» **Assignment**
Look through the entries for the string "arrayOfAll" and copy every line where it shows up.

» **Collected data entries**
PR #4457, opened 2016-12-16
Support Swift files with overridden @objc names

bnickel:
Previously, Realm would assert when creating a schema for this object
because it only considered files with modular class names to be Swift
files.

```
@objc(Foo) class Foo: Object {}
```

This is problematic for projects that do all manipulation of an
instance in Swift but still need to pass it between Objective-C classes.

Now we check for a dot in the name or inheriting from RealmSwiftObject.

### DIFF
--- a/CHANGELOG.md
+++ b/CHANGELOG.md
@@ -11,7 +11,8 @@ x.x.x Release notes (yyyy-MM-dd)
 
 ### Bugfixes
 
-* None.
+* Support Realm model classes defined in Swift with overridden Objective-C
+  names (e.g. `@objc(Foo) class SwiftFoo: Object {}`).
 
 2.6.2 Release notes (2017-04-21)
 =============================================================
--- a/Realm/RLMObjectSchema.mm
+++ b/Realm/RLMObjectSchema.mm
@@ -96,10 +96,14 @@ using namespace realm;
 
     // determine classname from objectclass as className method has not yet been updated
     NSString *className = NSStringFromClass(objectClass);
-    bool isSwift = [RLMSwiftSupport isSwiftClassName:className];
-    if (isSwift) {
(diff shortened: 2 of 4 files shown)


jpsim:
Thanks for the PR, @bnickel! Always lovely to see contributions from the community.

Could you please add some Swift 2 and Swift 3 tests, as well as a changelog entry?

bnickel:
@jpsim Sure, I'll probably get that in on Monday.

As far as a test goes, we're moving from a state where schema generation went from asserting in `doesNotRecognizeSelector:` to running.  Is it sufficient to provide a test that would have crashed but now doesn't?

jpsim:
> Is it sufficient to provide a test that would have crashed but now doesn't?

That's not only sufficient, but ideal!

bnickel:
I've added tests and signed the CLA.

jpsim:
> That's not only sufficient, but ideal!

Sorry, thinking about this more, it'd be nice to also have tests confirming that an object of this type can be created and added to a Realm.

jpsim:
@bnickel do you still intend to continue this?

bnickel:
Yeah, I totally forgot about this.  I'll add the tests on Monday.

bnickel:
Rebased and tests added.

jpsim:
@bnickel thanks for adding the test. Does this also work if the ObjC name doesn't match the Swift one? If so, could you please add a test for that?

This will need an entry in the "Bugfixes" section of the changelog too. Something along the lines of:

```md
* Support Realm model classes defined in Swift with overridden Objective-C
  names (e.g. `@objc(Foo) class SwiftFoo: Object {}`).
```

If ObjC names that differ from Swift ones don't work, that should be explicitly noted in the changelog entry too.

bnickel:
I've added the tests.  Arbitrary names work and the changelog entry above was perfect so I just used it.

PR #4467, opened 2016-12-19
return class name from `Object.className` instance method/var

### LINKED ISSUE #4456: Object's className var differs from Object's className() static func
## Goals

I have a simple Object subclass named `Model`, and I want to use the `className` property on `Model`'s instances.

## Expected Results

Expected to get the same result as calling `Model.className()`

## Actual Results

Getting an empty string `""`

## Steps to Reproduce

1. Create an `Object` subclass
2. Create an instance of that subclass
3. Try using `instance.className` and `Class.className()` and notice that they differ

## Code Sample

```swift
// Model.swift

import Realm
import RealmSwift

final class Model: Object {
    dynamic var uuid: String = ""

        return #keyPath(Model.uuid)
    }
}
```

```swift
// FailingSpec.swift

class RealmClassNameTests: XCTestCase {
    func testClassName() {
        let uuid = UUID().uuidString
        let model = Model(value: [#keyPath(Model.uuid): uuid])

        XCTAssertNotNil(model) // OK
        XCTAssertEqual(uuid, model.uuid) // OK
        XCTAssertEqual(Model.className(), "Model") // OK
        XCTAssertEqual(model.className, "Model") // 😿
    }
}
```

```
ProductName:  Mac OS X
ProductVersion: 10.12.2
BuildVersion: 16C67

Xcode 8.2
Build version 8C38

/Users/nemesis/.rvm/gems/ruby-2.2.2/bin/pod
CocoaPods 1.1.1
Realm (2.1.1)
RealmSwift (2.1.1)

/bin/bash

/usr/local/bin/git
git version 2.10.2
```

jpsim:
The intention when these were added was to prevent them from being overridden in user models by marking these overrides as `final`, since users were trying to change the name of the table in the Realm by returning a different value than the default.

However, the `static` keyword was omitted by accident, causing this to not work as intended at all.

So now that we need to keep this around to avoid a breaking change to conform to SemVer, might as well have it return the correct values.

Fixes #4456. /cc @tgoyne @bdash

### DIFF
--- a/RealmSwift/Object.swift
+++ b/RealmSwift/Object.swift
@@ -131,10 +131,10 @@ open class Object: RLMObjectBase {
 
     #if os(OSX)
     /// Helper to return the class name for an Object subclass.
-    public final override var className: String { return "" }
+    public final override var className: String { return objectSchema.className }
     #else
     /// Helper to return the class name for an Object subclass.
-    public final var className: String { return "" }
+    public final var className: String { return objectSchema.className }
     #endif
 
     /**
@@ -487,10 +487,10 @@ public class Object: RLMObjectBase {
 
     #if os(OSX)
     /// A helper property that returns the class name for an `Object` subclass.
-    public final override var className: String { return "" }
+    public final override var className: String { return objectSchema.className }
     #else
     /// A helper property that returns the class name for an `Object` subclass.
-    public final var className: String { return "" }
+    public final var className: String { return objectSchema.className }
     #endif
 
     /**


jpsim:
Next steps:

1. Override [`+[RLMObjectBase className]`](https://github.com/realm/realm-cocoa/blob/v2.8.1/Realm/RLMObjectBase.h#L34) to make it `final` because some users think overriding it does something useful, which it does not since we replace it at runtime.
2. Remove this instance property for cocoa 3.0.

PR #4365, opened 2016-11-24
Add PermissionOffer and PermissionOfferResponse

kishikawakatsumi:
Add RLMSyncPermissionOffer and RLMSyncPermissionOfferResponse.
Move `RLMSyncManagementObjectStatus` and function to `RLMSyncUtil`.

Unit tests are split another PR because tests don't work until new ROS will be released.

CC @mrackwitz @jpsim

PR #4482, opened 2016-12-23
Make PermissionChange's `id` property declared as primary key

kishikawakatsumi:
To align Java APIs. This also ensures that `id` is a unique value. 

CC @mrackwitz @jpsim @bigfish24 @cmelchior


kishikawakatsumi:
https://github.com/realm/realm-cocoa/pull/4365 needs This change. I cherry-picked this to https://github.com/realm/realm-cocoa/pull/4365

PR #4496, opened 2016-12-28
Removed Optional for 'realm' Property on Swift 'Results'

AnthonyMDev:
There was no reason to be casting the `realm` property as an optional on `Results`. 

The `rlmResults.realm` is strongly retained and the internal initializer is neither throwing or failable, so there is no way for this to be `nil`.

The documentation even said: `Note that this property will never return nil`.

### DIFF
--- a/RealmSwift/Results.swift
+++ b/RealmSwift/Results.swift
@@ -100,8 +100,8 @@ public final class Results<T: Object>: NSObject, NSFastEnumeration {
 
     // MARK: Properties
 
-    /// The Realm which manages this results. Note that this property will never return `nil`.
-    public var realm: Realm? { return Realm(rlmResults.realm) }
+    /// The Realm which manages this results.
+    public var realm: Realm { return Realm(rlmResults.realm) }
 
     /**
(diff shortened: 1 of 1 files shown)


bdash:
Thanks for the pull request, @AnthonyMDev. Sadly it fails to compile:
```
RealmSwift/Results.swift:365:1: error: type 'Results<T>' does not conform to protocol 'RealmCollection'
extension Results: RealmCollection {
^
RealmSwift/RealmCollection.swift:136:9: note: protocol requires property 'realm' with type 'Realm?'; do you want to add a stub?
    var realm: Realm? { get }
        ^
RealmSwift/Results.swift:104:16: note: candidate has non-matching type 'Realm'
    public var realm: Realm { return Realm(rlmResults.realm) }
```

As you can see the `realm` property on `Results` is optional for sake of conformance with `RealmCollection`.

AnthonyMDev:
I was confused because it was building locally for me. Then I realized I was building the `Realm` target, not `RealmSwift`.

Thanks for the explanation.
==
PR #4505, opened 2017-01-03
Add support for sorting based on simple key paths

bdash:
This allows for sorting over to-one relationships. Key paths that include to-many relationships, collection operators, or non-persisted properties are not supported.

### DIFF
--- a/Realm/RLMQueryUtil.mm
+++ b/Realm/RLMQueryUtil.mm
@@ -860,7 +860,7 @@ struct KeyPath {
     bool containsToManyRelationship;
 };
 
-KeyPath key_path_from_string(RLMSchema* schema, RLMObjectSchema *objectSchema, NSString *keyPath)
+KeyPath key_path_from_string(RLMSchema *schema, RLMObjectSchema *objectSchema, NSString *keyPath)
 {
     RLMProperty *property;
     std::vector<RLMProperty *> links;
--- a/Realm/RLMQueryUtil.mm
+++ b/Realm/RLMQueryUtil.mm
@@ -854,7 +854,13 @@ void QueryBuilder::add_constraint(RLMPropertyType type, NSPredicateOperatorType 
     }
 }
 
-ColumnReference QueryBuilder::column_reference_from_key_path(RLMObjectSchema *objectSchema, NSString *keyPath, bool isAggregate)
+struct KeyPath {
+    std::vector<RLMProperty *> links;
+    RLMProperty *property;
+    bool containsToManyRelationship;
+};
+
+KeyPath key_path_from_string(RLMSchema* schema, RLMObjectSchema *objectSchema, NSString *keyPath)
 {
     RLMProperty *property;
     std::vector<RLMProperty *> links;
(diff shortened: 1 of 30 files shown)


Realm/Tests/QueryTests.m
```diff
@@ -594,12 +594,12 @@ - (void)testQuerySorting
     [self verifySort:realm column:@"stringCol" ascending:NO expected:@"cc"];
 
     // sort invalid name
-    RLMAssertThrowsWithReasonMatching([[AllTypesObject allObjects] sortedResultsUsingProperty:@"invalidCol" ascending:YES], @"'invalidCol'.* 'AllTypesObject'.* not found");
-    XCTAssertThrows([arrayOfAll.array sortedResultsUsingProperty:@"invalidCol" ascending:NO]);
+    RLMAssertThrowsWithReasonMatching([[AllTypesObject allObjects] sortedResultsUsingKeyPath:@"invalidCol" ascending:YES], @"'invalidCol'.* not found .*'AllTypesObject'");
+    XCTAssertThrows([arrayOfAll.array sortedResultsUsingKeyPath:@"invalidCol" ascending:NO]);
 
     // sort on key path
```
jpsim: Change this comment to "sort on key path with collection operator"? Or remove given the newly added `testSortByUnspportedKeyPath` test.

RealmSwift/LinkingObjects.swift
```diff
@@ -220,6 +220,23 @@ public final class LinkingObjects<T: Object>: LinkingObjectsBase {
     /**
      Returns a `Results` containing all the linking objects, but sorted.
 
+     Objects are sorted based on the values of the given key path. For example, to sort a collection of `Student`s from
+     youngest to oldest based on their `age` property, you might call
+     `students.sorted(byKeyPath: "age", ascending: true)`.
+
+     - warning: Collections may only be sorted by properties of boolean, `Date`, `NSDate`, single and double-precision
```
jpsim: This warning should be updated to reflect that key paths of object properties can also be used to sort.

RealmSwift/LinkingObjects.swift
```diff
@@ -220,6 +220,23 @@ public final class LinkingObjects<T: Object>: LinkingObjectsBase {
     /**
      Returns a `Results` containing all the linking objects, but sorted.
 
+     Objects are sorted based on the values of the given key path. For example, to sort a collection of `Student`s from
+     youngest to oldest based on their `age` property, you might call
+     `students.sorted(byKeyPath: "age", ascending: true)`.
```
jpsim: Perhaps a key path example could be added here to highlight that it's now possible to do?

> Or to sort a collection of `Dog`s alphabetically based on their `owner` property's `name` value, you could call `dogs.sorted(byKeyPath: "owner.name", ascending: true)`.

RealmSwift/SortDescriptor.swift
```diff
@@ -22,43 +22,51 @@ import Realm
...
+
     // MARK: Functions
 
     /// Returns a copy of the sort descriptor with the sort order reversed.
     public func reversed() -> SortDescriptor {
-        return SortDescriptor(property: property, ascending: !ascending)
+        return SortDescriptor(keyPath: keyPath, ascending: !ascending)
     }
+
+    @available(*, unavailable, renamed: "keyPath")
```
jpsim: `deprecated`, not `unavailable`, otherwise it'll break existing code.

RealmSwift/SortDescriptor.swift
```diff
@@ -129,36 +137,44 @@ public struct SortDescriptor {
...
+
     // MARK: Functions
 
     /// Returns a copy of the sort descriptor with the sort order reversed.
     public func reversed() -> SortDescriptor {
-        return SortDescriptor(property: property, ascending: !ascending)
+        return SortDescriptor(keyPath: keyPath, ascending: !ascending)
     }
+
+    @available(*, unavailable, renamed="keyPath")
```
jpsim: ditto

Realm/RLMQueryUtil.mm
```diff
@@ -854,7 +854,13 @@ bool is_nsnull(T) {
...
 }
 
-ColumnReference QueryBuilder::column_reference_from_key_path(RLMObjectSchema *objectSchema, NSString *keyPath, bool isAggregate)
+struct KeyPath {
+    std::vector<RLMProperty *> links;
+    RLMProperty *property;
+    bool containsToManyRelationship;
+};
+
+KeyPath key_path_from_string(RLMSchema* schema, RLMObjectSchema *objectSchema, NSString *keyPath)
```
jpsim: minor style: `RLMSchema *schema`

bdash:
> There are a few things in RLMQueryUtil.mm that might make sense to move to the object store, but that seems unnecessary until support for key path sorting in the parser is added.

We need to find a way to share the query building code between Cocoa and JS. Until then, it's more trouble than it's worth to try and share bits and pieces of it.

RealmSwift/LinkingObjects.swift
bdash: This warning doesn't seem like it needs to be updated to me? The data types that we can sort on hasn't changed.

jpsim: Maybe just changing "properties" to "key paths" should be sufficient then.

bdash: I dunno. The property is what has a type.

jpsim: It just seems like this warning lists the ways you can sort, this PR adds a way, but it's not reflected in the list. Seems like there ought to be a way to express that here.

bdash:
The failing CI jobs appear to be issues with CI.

» **Result for this task**
-    XCTAssertThrows([arrayOfAll.array sortedResultsUsingProperty:@"invalidCol" ascending:NO]);
+    XCTAssertThrows([arrayOfAll.array sortedResultsUsingKeyPath:@"invalidCol" ascending:NO]);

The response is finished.